Globe-trotting Minneapolis singer Ondara settles at home for December residency

“It’s really about hanging out with people since I haven’t been around,” the reclusive-of-late songwriter said of his gigs at Icehouse.

The Minnesota Star Tribune
December 3, 2024 at 3:05PM
Ondara last performed in his adopted hometown of Minneapolis at the Cedar Cultural Center in March 2023. (Jeff Wheeler)

He’s originally from Kenya, has called Minnesota home for 12 years, has been spending a lot of time in England and trekked to Japan, India and Ecuador over the past year.
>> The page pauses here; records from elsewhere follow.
PR #199161, opened 2026-05-22
[flang] Enabled pulling of rebox into array_coor.

vzakhari:
This patch enables pulling slicing `fir.rebox` operations
into `fir.array_coor`. This helps preserve information about
the original rank of the array being accessed.
`FIRToMemRef` and later passes may benefit from this.

Assisted by: Claude

### DIFF
--- a/flang/lib/Optimizer/Dialect/FIROps.cpp
+++ b/flang/lib/Optimizer/Dialect/FIROps.cpp
@@ -13,6 +13,7 @@
 #include "flang/Optimizer/Dialect/FIROps.h"
 #include "flang/Optimizer/Dialect/CUDAKernelOpInterface.h"
 #include "flang/Optimizer/Dialect/FIRAttr.h"
+#include "flang/Optimizer/Dialect/FIRBoxUtils.h"
 #include "flang/Optimizer/Dialect/FIRDialect.h"
 #include "flang/Optimizer/Dialect/FIROpsSupport.h"
 #include "flang/Optimizer/Dialect/FIRType.h"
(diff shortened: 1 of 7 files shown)


flang/lib/Optimizer/Dialect/FIROps.cpp
```diff
@@ -694,8 +695,18 @@ struct SimplifyArrayCoorOp : public mlir::OpRewritePattern<fir::ArrayCoorOp> {
       // ranks differ is out of scope.
       if (op.getSlice())
         return mlir::failure();
-      if (!boxedShape)
-        return mlir::failure();
+      if (!boxedShape) {
+        // fir.rebox with a rank-reducing slice often has no shape operand.
+        // Synthesize fir.shape from box_dims extents. Do not synthesize
+        // fir.shift: rebox descriptors already have (lb-1)*stride in base_addr
+        // and FIRToMemRef must not subtract lb again for rebox memrefs.
```
jeanPerier: > Do not synthesize fir.shift: rebox descriptors already have (lb-1)*stride in base_addr and FIRToMemRef must not subtract lb again for rebox memrefs.

I do not think that is an accurate comment of why no fir.shift must be generated. The lower bounds are not "already" applied in the base_addr, it is just that the output of a fir.rebox with not shift/shape_shift has not lower bounds (fir.rebox does not propagates the lower bounds from the input fir.box), so none should be extracted from the fir.box and added to the fir.array_coor.

jeanPerier (approved):
nit about a comment, LGTM otherwise.

flang/lib/Optimizer/Dialect/FIROps.cpp
vzakhari: Thank you for the review, Jean! I fixed the comment.

PR #199163, opened 2026-05-22
[InstCombine] Fold smax(smax(x<<C1, x+C2), C3) -> smax(x<<C1, C3)

FathimaHaris:
Fixes #152788

Folds a nested smax where the inner operand   x+C2 is always dominated  by either  x<<C1 or the 
outer constant bound C3,  making it redundant:
        smax(smax(x<<C1, x+C2), C3) --> smax(x<<C1, C3)

when both  x<<C1 and  x+C2  carry  nsw  and C2 <= (2^C1 - 1) / 2^C1 * C3.

Alive2 generic proof :  https://alive2.llvm.org/ce/z/c92WEM

### DIFF
--- a/llvm/lib/Transforms/InstCombine/InstCombineCalls.cpp
+++ b/llvm/lib/Transforms/InstCombine/InstCombineCalls.cpp
@@ -2352,6 +2352,32 @@ Instruction *InstCombinerImpl::visitCallInst(CallInst &CI) {
     if (Instruction *NewMinMax = factorizeMinMaxTree(II))
        return NewMinMax;
 
+    // smax(smax(x << C0, x + C1), C2) --> smax(x << C0, C2)
+    // when C1 <=s (C2 * (2^C0 - 1) / 2^C0)
+    if (IID == Intrinsic::smax) {
+      Value *X, *Shl;
+      const APInt *C0, *C1, *C2;
+      if (match(I0, m_OneUse(m_c_SMax(m_Value(Shl),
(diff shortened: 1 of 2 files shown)


FathimaHaris:
Gentle ping for review.

FathimaHaris:
Gentle Ping . Kindly requesting a review when you have  a moment . Thanks .

dtcxzyw (commented):
I don't have any idea how to generalize this pattern... It looks like we are trying to prove `X << C1` is always greater than `X + C2` if both of them are greater than `C3`.

FathimaHaris:
The intuition is that X + C2 can be removed only if it can never determine the result of :
smax(smax(x << C1, x + C2), C3).

The only interesting case is when X + C2 > X<<C1 , since otherwise the shift already dominates.

Assuming non-wrapping arithmetic,

	X+C2 > X * 2^C1 ==> X < C2 / (2^C1 - 1)
	
Within this region, X + C2 is maximized at the boundary X = C2 / (2^C1 - 1)

Substituting this into X + C2 gives:

	C2 / (2^C1 - 1) + C2 ==> C2 * 2^C1 / (2^C1 - 1)

Therefore, if

C2 * 2^C1 / (2^C1 - 1) <= C3 ,

or equivalently C2 <= C3 * (2^C1 - 1) / 2^C1,

then even in the worst case where X + C2 exceeds X << C1, it is still bounded by C3.

Hence under this condition , X + C2 can never affect the final result and may be removed.

FathimaHaris:
Gentle Ping.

Yet somehow the only continent where Ondara played live gigs so far in 2024 was Australia.

Maybe just as weird: The ornately voiced folk strummer decided that Minneapolis in December was the right place and time to finally play four more concerts before year’s end.

“I didn’t want to do any more shows this year, but I did want to hang out with friends in Minneapolis,” Ondara, aka JS Ondara, explained of his December residency series at Icehouse, which begins Tuesday. “That’s really what this is: a hang.”

The singer/songwriter who famously hung his hat in Minnesota out of love for Bob Dylan will be hooking up with some of his musician pals at the south Minneapolis supper club over four Tuesdays this month, including New Year’s Eve but not Christmas Eve.

More often seen as a solo act onstage, Ondara has not performed with a backing band in his adopted hometown since he played the Current’s 14th birthday party at First Avenue in 2019. He wasn’t exactly sure who’s going to be in this group for the Icehouse gigs as of a week and a half ago. Nor was he sure which songs they would be performing.

In fact, he admitted with a hint of proud recklessness, “I’m really kind of winging it.”

“It was a last-minute decision to do this. The shows will all be pretty jammy — definitely a different type of vibe than my usual show, because I’ve mostly been playing solo, which I enjoy. I wanted a different experience, though. It’s really about jamming with some friends and hanging out with people since I haven’t been around a lot.”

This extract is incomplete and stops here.